El tamaño del grupo estableció la relación más importante con la extensión de tal zona cerebral.
Grupos más grandes representan una organización de complejidad creciente, desde los círculos íntimos de acicalamiento hasta bandas y tropas complejas. Las relaciones sociales múltiples fueron un reto para todos los integrantes, pero sobrevivieron más los individuos cuyos cerebros respondían mejor a la vida en grupos amplios. Esta característica pasó a sus descendientes y terminó por predominar. Este posiblemente haya sido un caso de selección natural.
Grupo y monogamia. La continuación de las investigaciones determinó posteriormente otra variable clave en la evolución de la neocorteza. Al considerar muy distintos tipos de órdenes de cordados (aves y mamíferos), Robin Dunbar y Suzanne Schultz encontraron que los animales que presentan apego con una pareja poseen mayores cerebros que los animales que se aparean de forma no monógama.
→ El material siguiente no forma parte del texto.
Issue #2974, opened 2021-10-27
ref: Document `dvc exp init`


iesahin:
It looks the help text is there: 

```
$ dvc exp init --help
usage: dvc experiments init [-h] [-q | -v] [--run] [--interactive] [-f] [--explicit] [--name NAME] [--code CODE] [--data DATA] [--models MODELS]
                            [--params PARAMS] [--metrics METRICS] [--plots PLOTS] [--live LIVE] [--type {default,live}]
                            ...

Initialize experiments.
Documentation: <https://man.dvc.org/exp/init>

positional arguments:
  command               Command to execute.

optional arguments:
  -h, --help            show this help message and exit
  -q, --quiet           Be quiet.
  -v, --verbose         Be verbose.
  --run                 Run the experiment after initializing it
  --interactive, -i     Prompt for values that are not provided
  -f, --force           Overwrite existing stage
  --explicit            Only use the path values explicitly provided
  --name NAME, -n NAME  Name of the stage to create
  --code CODE           Path to the source file or directory which your experiments depend (default: src)
  --data DATA           Path to the data file or directory which your experiments depend (default: data)
  --models MODELS       Path to the model file or directory for your experiments (default: models)
  --params PARAMS       Path to the parameters file for your experiments (default: params.yaml)
  --metrics METRICS     Path to the metrics file for your experiments (default: metrics.json)
  --plots PLOTS         Path to the plots file or directory for your experiments (default: plots)
  --live LIVE           Path to log dvclive outputs for your experiments (default: dvclive)
  --type {default,live}
                        Select type of stage to create (default: default)

```

We don't have a `dvc exp init` ref page as of now.

jorgeorpinel:
Yeah I think we need a larger epic to document the upgraded Experiments release actually. Let's plan it tomorrow? Cc @dberenbaum

iesahin:
What's the approximate release schedule for `dvc exp init`? @dberenbaum @skshetry

dberenbaum:
November 18th

jorgeorpinel:
So we did not get started on this yet for several reasons, but we should soon! @dberenbaum @skshetry at this point are you available to work on a cmd ref draft? Thanks

PR #3015, opened 2021-11-11
[WIP] cmd-ref: document exp init

skshetry:
Fixes https://github.com/iterative/dvc.org/issues/2974.


dberenbaum:
@jorgeorpinel What sections do you think are needed for the cmd-ref? We will definitely want a user guide for this, but since we are trying to keep the cmd-ref more narrow, maybe we can eliminate some of these sections.

content/docs/command-reference/exp/index.md
```diff
@@ -4,6 +4,7 @@ _New in DVC 2.0_
 
 A set of commands to generate and manage <abbr>experiments</abbr>:
 [run](/doc/command-reference/exp/run), [show](/doc/command-reference/exp/show),
+[init](/doc/command-reference/exp/init),
```
jorgeorpinel, line 7: Should we feature init first?
```suggestion
[init](/doc/command-reference/exp/init),
[run](/doc/command-reference/exp/run), [show](/doc/command-reference/exp/show),
```

jorgeorpinel, line 7: Should we feature init first?
```suggestion
[init](/doc/command-reference/exp/init),
[run](/doc/command-reference/exp/run), [show](/doc/command-reference/exp/show),
```

jorgeorpinel, line 7: Should we feature init first?
```suggestion
[init](/doc/command-reference/exp/init),
[run](/doc/command-reference/exp/run), [show](/doc/command-reference/exp/show),
```

jorgeorpinel (commented):
> GH seems to have a bug where I can't leave single comments, only review comments... Sorry for the noise.

content/docs/command-reference/exp/index.md
```diff
@@ -37,6 +38,7 @@ positional arguments:
     push                Push a local experiment to a Git remote.
     pull                Pull an experiment from a Git remote.
     remove              Remove local experiments.
+    init                Initialize experiments.
```
jorgeorpinel, line 41: Sounds like a requirement (like `dvc init`. How can we better describe what this does for the user? (I need to read the rest of the changes before I can suggest something.)

jorgeorpinel (commented):
> More noise... Ignore these

content/docs/command-reference/exp/index.md
jorgeorpinel: Key phrases:
> helps you quickly get started with experiments
reduces boilerplate
initializing pipeline stages

content/docs/command-reference/exp/init.md
```diff
@@ -0,0 +1,137 @@
+# exp init
+
+Initializes experiments.
```
jorgeorpinel, line 3: p.s applies here too.

jorgeorpinel (commented):
On the command description

content/docs/command-reference/exp/init.md
```diff
@@ -0,0 +1,137 @@
...
+customized through config.
+
+It also offers guided `--interactive` mode for creating a stage to be `exp run`
+later. `dvc exp init` supports creating different types of stages, eg: live if
+you are using dvclive to track metrics and plots, etc.
+
+### The `command` argument
+
+The `command` argument is optional, if you are using `--interactive` mode. The
+`command` sent to `dvc exp init` can be anything your terminal would accept and
```
jorgeorpinel, line 34: Should we put this under **Options** like for `targets` in https://dvc.org/doc/command-reference/repro#options (and other places I think) ? That was an initiative of @skshetry actually 🙂

jorgeorpinel (commented):
> Noise

content/docs/command-reference/exp/init.md
```diff
@@ -0,0 +1,137 @@
...
+  the invocation.
+
+- `--metrics` - override the path to metrics file to track, which your
+  experiment produces. Default is `metrics.json` file.
+
+- `--plots` - override the path to plots file or directory, which your
+  experiment produces. The default is `plots`.
+
+- `--live` - override the directory `path` for
+  [DVCLive](/doc/dvclive/user-guide/dvclive-with-dvc), which your experiment
```
jorgeorpinel, line 89: Fixed link checker error
```suggestion
  [DVCLive](/doc/dvclive/dvclive-with-dvc), which your experiment
```

content/docs/command-reference/exp/init.md
```diff
@@ -0,0 +1,137 @@
...
+
+## Guided/Interactive mode
+
+## Examples
+
+#### Default stage
+
+#### Dvclive stage
+
+diff --git a/content/docs/sidebar.json b/content/docs/sidebar.json
```
jorgeorpinel, line 137: Typo?
```suggestion
```

jorgeorpinel (commented):
Couple small fixes (committing...)

content/docs/command-reference/exp/init.md
```diff
@@ -0,0 +1,135 @@
...
+
+## Non-interactive mode
+
+## Guided/Interactive mode
+
+## Examples
+
+#### Default stage
+
+#### Dvclive stage
```
jorgeorpinel, line 135: > @jorgeorpinel What sections do you think are needed for the cmd-ref? We will definitely want a user guide for this, but since we are trying to keep the cmd-ref more narrow, maybe we can eliminate some of these sections.

@dberenbaum yes we can keep it much leaner now and leave much of the details for a guide. But it's good to have a proposed structure in advance so thanks @skshetry 

For now each proposed section can be a short paragraph in the description without any subtitle structure. Let's just mention the features without explaining exactly how they work as the guide will do that. For now just awareness + the help output will have to suffice I think.

jorgeorpinel (commented):
> Noise

content/docs/command-reference/exp/init.md
jorgeorpinel: OK so for the short description, how about something like

> Helper command to setup and run experiments from scratch.

Or something more specific like

> Codify a project variation using [DVC metafiles] and run it as a controlled [experiment]

content/docs/command-reference/exp/index.md
jorgeorpinel: For the help output maybe an even shorter form of the specific desc.

> Codify a project variation and run it as an experiment

p.s. and re "sounds like a requirement (like `dvc init`)" - can we still reconsider the name? 😅

content/docs/command-reference/exp/init.md
```diff
@@ -0,0 +1,137 @@
...
+  different kinds of stages: `default` and `live`. If unspecified, `default`
+  stage is created.
+
+  `default` stage creates a stage with `metrics` and `plots` tracked by DVC
+  itself, and does not track live-created artifacts (unless explicitly
+  specified).
+
+  With `--type=live`, `dvc exp init` will create a stage where `metrics` and
+  `plots` are tracked by `dvclive` itself (unless `--metrics` and `--plots` are
+  explicitly provided).
```
dberenbaum, line 103: It might be helpful to discuss the intended use cases. The default stage is for classical ML experiments, while live is for deep learning. We should probably also mention the checkpoints in live.

content/docs/command-reference/exp/init.md
```diff
@@ -0,0 +1,137 @@
...
+## Description
+
+`dvc exp init` helps you quickly get started with experiments, with the command
+to run and tracks data, params, source code, models, metrics and plots by
+default.
+
+It reduces boilerplate for initializing [pipeline](/doc/command-reference/dag)
+stages in a `dvc.yaml` file by assuming sane defaults about the location of your
+data, parameters, source code, models, metrics and plots, which can be
+customized through config.
```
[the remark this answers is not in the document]
jorgeorpinel: How do you customize "through config"? `dvc config`? Config files? Which one(s). Thanks

content/docs/command-reference/exp/init.md
```diff
@@ -0,0 +1,137 @@
...
+```
+
+## Description
+
+`dvc exp init` helps you quickly get started with experiments, with the command
+to run and tracks data, params, source code, models, metrics and plots by
+default.
+
+It reduces boilerplate for initializing [pipeline](/doc/command-reference/dag)
+stages in a `dvc.yaml` file by assuming sane defaults about the location of your
```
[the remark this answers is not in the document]
jorgeorpinel: And `dvc exp run`. And maybe `params` and `metrics` for that matter.

content/docs/command-reference/exp/init.md
jorgeorpinel: Not sure though. That should be explained in DVCLive docs and possibly also in a future `exp init` guide? I'd just link to DVC here too.

dberenbaum: It shouldn't really be about dvclive at all. It's about deep learning scenarios for which checkpoints and dvclive were built.

dberenbaum: We can still put it in the guide. Just want to clarify this doesn't really belong in dvclive docs.

content/docs/command-reference/exp/index.md
skshetry: Makes sense.

content/docs/command-reference/exp/init.md
skshetry: I don't want to add `helper` as it feels redudant. I don't want to emphasize `and run experiments` here even though it does have `--run` flag. And, `from scratch` may not always be the case.

So, `Command to setup experiments` does not seem that different to `Initializes experiments`.

content/docs/command-reference/exp/init.md
skshetry: Let's keep it as it is for now, as we also need to do something for `stage add`/`run`?

content/docs/command-reference/exp/init.md
skshetry: yeah, looks like I copied something from `github.dev` editor.

content/docs/command-reference/exp/init.md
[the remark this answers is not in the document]
skshetry: > How do you customize "through config"? dvc config? Config files? Which one(s).

Both? But I am not sure we need to specify that, as `dvc config` operates on config files.

content/docs/command-reference/exp/init.md
jorgeorpinel: Sounds good. I was confused about the running part so we can avoid that. And the word "helper" is not necessary. But the point is to have a more descriptive description. Do you have a suggestion @skshetry ?

> Command to setup experiments does not seem that different to Initializes experiments

It's actually quite different. More informative. And I think we can improve it even more.

content/docs/command-reference/exp/init.md
jorgeorpinel: Why keep it as a section here when we moved it in `repro` ? We had lots of good reasons (which you proposed), what's different?

> do something for stage add/run

Out of scope but we can create an issue.

content/docs/command-reference/exp/init.md
jorgeorpinel: No worries.

content/docs/command-reference/exp/init.md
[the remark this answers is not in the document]
jorgeorpinel: OK. My point is that need to be a bit more specific and/or link to what that config looks like (how it's setup). Also, separate Q:

> to reuse across projects

Does that mean using user/system config? I think all these details should be somewhere, maybe a separate subsection for now and link there from here? Thanks

content/docs/command-reference/exp/init.md
skshetry: Because it's better to do it at the same time for all commands. I am going with what we have right now, let's handle it later?

content/docs/command-reference/exp/init.md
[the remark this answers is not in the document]
skshetry: yeah, I have a section below with the title `Setting up custom config/Sharing configs`. Just need to hyperlink it, and fill that section.

content/docs/command-reference/exp/init.md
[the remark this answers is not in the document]
skshetry: `exp run` should be linked in the next line. `params` and `metrics` should be easy. I'm having trouble adding `stage add` here.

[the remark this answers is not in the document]
skshetry: hmm, maybe we can bring `stage add` by mentioning why `exp init` exists instead?

content/docs/command-reference/exp/init.md
```diff
@@ -0,0 +1,158 @@
...
+```
+
+You can leave some configurations to use default values. This can be useful in a
+system or global config so that you can avoid repeating these paths if all of
+your projects share a similar structure.
+
+## Non-interactive mode
+
+## Guided/Interactive mode
+
```
skshetry, line 153: I don't really want to show all the prompts. And I think most of the information are already mentioned elsewhere, so I am thinking of leaving these fields.

content/docs/command-reference/exp/init.md
```diff
@@ -0,0 +1,158 @@
...
+## Examples
+
+#### Default stage
+
+#### Dvclive stage
```
skshetry, line 158: Also thinking of leaving these fields out for now.

dberenbaum:
What's the status on this @skshetry @jorgeorpinel? I can take over if needed. This should get merged today.

dberenbaum (approved):
Merging this since we need some reference available.

content/docs/command-reference/exp/init.md
jorgeorpinel: p.s. we don't always make changes for all commands at once, we can take them as they come. BTW I actually like a section better than having it under Options, I'm just confused since we discussed this a lot for `repro` and you (and Ivan) were very sure about putting it under Options 😆

jorgeorpinel: > Because it's better to do it at the same time for all commands. I am going with what we have right now, let's handle it later?

https://github.com/iterative/dvc.org/pull/3071#pullrequestreview-829161122

content/docs/command-reference/exp/init.md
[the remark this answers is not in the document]
jorgeorpinel: Hi @skshetry is there some more info on `exp init` configuration files in the wiki or somewhere? Did anything change in the `config` command? Thanks

content/docs/command-reference/exp/init.md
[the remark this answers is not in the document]
jorgeorpinel: > would be good to link to stage add

FYI in #3071 I changed that link for `dvc.yaml` because we want to encourage people to write that manually. And added a link to `stage add` from there.

content/docs/command-reference/exp/init.md
jorgeorpinel: Good call. If we ever make a detailed guide we can include all prompts but it's probably unnecessary either way.

content/docs/command-reference/exp/init.md
jorgeorpinel: We'll want some examples though. Added task in #3071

Los sistemas de apareamiento son el resultado de procesos de selección sexual y dependen de las estrategias que resulten óptimas para que una especie se reproduzca y mantenga a sus crías. A lo largo de la evolución, establecer algún tipo de relación social se ha vinculado con el tamaño del cerebro.
En nuestro caso, el de los primates, las capacidades para el mantenimiento de las relaciones se extendieron desde la pareja (como ocurre en las jirafas y en la mayor parte de las aves) hasta abarcar a los miembros de nuestras familias, nuestros amigos y conocidos.
Los resultados de la investigación llaman al optimismo. Se sugiere que sostener las relaciones sociales se ha asociado con el aumento de las capacidades cognitivas a lo largo de la evolución. Hoy más que nunca necesitamos esas capacidades para subsistir como especie.
La empatía, la responsabilidad y la inteligencia se configuraron porque desarrollamos grupos sólidos. Los seres humanos no tendremos el tamaño de una ballena, la velocidad de un guepardo o la fuerza de un gorila; sin embargo, unirnos en grupos ha hecho crecer nuestro intelecto y nuestra capacidad de amar.
El autor es psicólogo, profesor e investigador de la Universidad Hispanoamericana y la Universidad Estatal a Distancia.